Chicken Little is Disney’s very loose retelling of the ‘Sky is Falling’ fable, in which the titular character incites panic through his belief that the sky is litterally falling, only to be ridiculed by the town and suffer the disappointment of his father. So he sets off to put things right, and nearly succeeds when the sky does indeed start falling and the fate of the world rests with the plucky little chicken who must prove to his father, and the town, that he has what it takes to make them proud. What is basically a frivolous and much seen sci-fi homage actually has a little bit of heart in its emotive core with regards to its parent and offspring relationships, though this is extremely well hidden in the slapstick comedy and stylised animation of a typical Disney production. Neither as deep or as engaging as anything Pixar has produced, nor Disney’s own cell animation, Chicken Little nevertheless has a harmless charm and zips along never really outstaying its welcome.

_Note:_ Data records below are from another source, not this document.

PR #375, opened 2025-05-02
feat: adding support for authorization at http layer (Python)

didier-durand:
# Description

I re-use the code that you supplied A2A/samples/python/common as-is for my use case.

The production env in which I work is thoroughly protected: our http gateway requires request signature.

For this purpose, I had to integrate an additional package `httpx_auth` (see https://pypi.org/project/httpx-auth/ and https://github.com/Colin-b/httpx_auth)

I also needed to change client.py  to accept this auth signer: see commit diff for details. This changed code allows to go through our http gateway (tests are fine!)

Please, accept my PR so that I can keep using the reference code with no patch on my side.

**Note**: I may come back with another for the SSE part if needed when I am there in my implementation

Some similar update may have to be done for Javascript but I don't program with it.

Didier

- [X] Follow the [`CONTRIBUTING` Guide](https://github.com/google/A2A/blob/main/CONTRIBUTING.md).
- [X ] Make your Pull Request title in the <https://www.conventionalcommits.org/> specification.
- [X ] Ensure the tests and linter pass (Run `nox -s format` from the repository root to format).

### DIFF
--- a/samples/python/common/client/client.py
+++ b/samples/python/common/client/client.py
@@ -23,13 +23,14 @@ import json
 
 
 class A2AClient:
-    def __init__(self, agent_card: AgentCard = None, url: str = None):
+    def __init__(self, agent_card: AgentCard = None, url: str = None, auth=None):
         if agent_card:
             self.url = agent_card.url
         elif url:
             self.url = url
         else:
             raise ValueError("Must provide either agent_card or url")
+        self.auth=auth
 
     async def send_task(self, payload: dict[str, Any]) -> SendTaskResponse:
         request = SendTaskRequest(params=payload)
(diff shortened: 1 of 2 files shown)


holtskinner:
Please move this PR to the the SDK repository https://github.com/google/a2a-python/ if these changes haven't already been made in the SDK.

didier-durand:
Hi,

I checked the code of the SDK: in its current form, I should be able to implement my use case all by myself thanks to the addition of **kwargs when instantianting the httpx. The kwargs allow to add any httpx param you need: I'll be able to use `auth` that I was requesting in my previous PR.

The new code is now really flexible! Well done.

PR #492, opened 2020-05-10
Adds some simple department signs

SodiumShine:
* Some departments didn't have any signs. So I added some.
* Also added a bathroom sign but the European kind because I don't like the other kind.
* Removed a Scavstation sign.


SodiumShine:
why tho travis

code/game/objects/structures/signs.dm
```diff
@@ -436,3 +431,68 @@
...
+	desc = "A sign labelled FORENSICS."
+	icon_state = "forensics"
+
+/obj/structure/sign/security
+	name = "\improper SECURITY"
+	desc = "A sign labelling the area as belonging to Security."
+	icon_state = "sec_scale"
+
+/obj/structure/sign/security/alt
+	name = "\improper SECURITY"
```
MistakeNot4892: These don't need to be set again as they are inherited from the previous definition.

SodiumShine: These? Do you just mean security/alt name or am I missing another?

MistakeNot4892: Name and desc on this one, I didn't see any others.

SodiumShine: Oh just realized mobile view is really bad and didn't make it clear what line you were pointing at.

MistakeNot4892 (approved):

As a 3D Blu-ray package Disney have bundled together the 3D disc with the already available 2D Blu-ray making this a good future proof buy, if you don’t already own it. The 3D image is pretty decent with some good effects and overall solidity to the layers; however its picture is hampered somewhat by the very CG looking CG animation. The sound track is boisterous enough with plenty to keep the speakers awake, though it never pushes the system too hard. Round this up with a basic, but serviceable, extras package and you have a reasonable buy.